Skip to main content

Module encoding

Module encoding 

Source
Expand description

Vector encodings.

Three compression schemes are available:

  • Int8Quantized – per-vector scalar quantisation to u8, storing the per-vector minimum and scale alongside. Roughly 4x compression vs raw f32; reconstruction error is in the 0.5-1.0 percent range for typical embedding distributions.
  • Fp16 – IEEE 754 half-precision floats. 2x compression; reconstruction error around 0.05 percent.
  • Turbovec – 2/3/4-bit data-oblivious quantisation backed by the turbovec crate’s TurboQuant codec. The compressed payload is held in a per-table SIMD-friendly index; the per-row EncodedVector holds the original f32 bytes so round-trip and rehydration paths remain exact while the in-memory ANN index uses the 8x to 16x compressed packed representation. See turbovec for the on-disk packed layout and the SIMD search kernels.

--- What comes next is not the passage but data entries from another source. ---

PR #2347, opened 2025-11-14
Remove usage of MUI useMediaQuery

buberdds:


src/app/hooks/useScreensize.ts
```diff
@@ -1,12 +1,40 @@
...
+
+      setScreenSize({
+        isMobile,
+        isTablet,
+        isLaptop,
+        isDesktop,
+      })
+    }
+
+    window.addEventListener('resize', handleResize)
```
lukaw3d: Previous mui implementation used `mediaQueryList.addEventListener('change', notify);`
https://github.com/mui/material-ui/blob/dba602459c8b50d34ecbf3c6e61a3f805c7cb413/packages/mui-system/src/useMediaQuery/useMediaQuery.ts#L103-L108

to consider if we see any issues

buberdds: switched to media query change listener

Issue #2357, opened 2025-11-21
[UX]: A few nits in the ROFL search results


matevz:
### IMPACT

- [ ] High
- [x] Medium
- [ ] Low

### URGENCY

- [ ] Critical
- [ ] Major
- [ ] Medium
- [x] Minor

### PRODUCT ENVIRONMENT

KUbuntu 24

### DESCRIPTION OF ISSUE

Search results for ROFL need some love. See below.

### DEVICE / VIEWPORT

- [x] Desktop
- [x] Mobile

### STEPS TO REPRODUCE

1. Open explorer
2. Search for some ROFL, e.g. `demo-rofl`
3. Currently the search results look like this:

<img width="2236" height="1340" alt="Image" src="https://github.com/user-attachments/assets/d23b546e-f419-4512-aa48-37e5b67a3a45" />

### ALTERNATIVES AND SUGGESTIONS

1. One would assume the first line is the thing you need to click on to open it, but it points to "Sapphire ParaTime". Move the ROFL name in the first line.
2. Make ROFL name clickable and open the ROFL page. Also add a copy button.
3. The "View ROFL App" seems both out of place and we try to avoid the term "ROFL App" wherever possible. I'd just remove it.
4. I think we can also hide the "ParaTime", "TEE" field and "Active replicas" in the results to declutter a bit.

Issue #2332, opened 2025-11-12
Icons around named accounts


lukaw3d:
<img width="785" height="217" alt="Image" src="https://github.com/user-attachments/assets/e2d43ee5-b2e6-4e23-8a89-5e85e51c8f74" />

- Bookmark icon (name self-acclaimed)
- Validator name: can contain unicode/emojis "AutoStake 🛡️ Slash Protected"
- Copy icon: isn't obvious what it will copy

all together feels overloaded

PR #2358, opened 2025-11-21
Tweaks around ROFL apps search results

buberdds:
Closes https://github.com/oasisprotocol/explorer/issues/2357

- we need to keep "View App" button to keep search consistent. I am not sure removing it everywhere is expected.
- keeping "ParaTime" line below app name. Scoped search return all networks for a given layer + global search return all networks for all layers. It is easy for users to get lost without this row.
- name copy to clipboard copies app id, right?

global search
https://pr-2358.oasis-explorer.pages.dev/search?q=demo-rofl

testnet scoped search (mainnet still avail at the bottom/collapsible section)
https://pr-2358.oasis-explorer.pages.dev/testnet/sapphire/search?q=demo-rofl

### DIFF
--- a/src/app/pages/RoflAppDetailsPage/index.tsx
+++ b/src/app/pages/RoflAppDetailsPage/index.tsx
@@ -200,12 +200,20 @@ export const RoflAppDetailsViewSearchResult: FC<{
 
   return (
     <StyledDescriptionList>
+      <dt>{t('common.name')}</dt>
+      <dd>
+        <RoflAppLink
+          id={app.id}
+          name={app.metadata['net.oasis.rofl.name']}
+          network={app.network}
+          withSourceIndicator={false}
+        />
+        <CopyToClipboard value={app.metadata['net.oasis.rofl.name']} />
+      </dd>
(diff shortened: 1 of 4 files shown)


src/app/pages/RoflAppDetailsPage/index.tsx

The Int8Quantized and Fp16 encodings round-trip every vector to within their respective error budgets and preserve dimension count exactly. Turbovec round-trips losslessly at the row layer because the compressed representation lives in the table’s [crate::index::TurboTable] alongside the row store, not in the row payload itself; quantisation loss is exposed through the search-path scoring (see distance_turbovec).

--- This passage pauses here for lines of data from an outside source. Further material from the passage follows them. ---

PR #2365, opened 2025-11-30
Fix display of "x" next to numbers (don't display as "×")

lukaw3d:


buberdds (approved):
to avoid alignment issues we can merge mono font PR and target specific elements (like search input) with `font-variant-ligatures: no-contextual;`

PR #5353, opened 2023-09-08
Improve robustness of CrlPipe by supporting Messages

gvanbrakel:


core/src/test/java/nl/nn/adapterframework/pipes/CrlPipeTest.java
```diff
@@ -0,0 +1,85 @@
+package nl.nn.adapterframework.pipes;
+
+import static nl.nn.adapterframework.testutil.MatchUtils.assertTestFileEquals;
+import static org.junit.Assert.assertNull;
+import static org.junit.jupiter.api.Assertions.assertEquals;
+
+import java.io.InputStream;
+
+import org.junit.Test;
```
jkosternl, line 9: Can you please use JUnit 5 (imports)? We're trying to move to JUnit 5.

gvanbrakel: I am afraid that that is not reasonable in the context of this simple pull request. The base class PipeTestBase uses junit4. Using the annotation 'import org.junit.jupiter.api.Test;'in CrlPipeTest causes NPEs, as the '@Before' is not executed.

jkosternl: Ah yes, that's right! I didn't check that. We should probably create a new `ConfiguredTestBase` class, which uses JUnit 5 and we can gradually move forward. Anyways, that's another talk indeed.

nielsm5 (approved):

jkosternl (approved):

The encoded byte stream produced by encode is self-describing in the EncodedVector wrapper: the dimension count, the codec identifier, and any per-vector parameters (the int8 minimum and scale, for instance) are captured on the EncodedVector struct so an operator can dynvec-cli inspect <id> and see the human-readable form without re-running the codec.

Structs§

EncodedVector
Encoded vector ready to persist or hand to a distance routine.
Fp16
IEEE 754 half-precision encoder.
Int8Quantized
Per-vector scalar quantisation to u8.
Turbovec
turbovec 2/3/4-bit TurboQuant encoder.

Enums§

Codec
Codec identifier.
EncodingError
Errors returned by encoders.

Traits§

Encoder
Encoder trait. Each codec ships exactly one impl.

Functions§

decode_turbovec
Decode a turbovec-encoded blob back to Vec<f32>.
distance_turbovec
Score query against a single turbovec-stored vector at the given Distance metric, using turbovec’s SIMD-accelerated search path against an ephemeral one-element index.
encode_turbovec
Encode a single f32 vector under the turbovec codec at bits bit-width.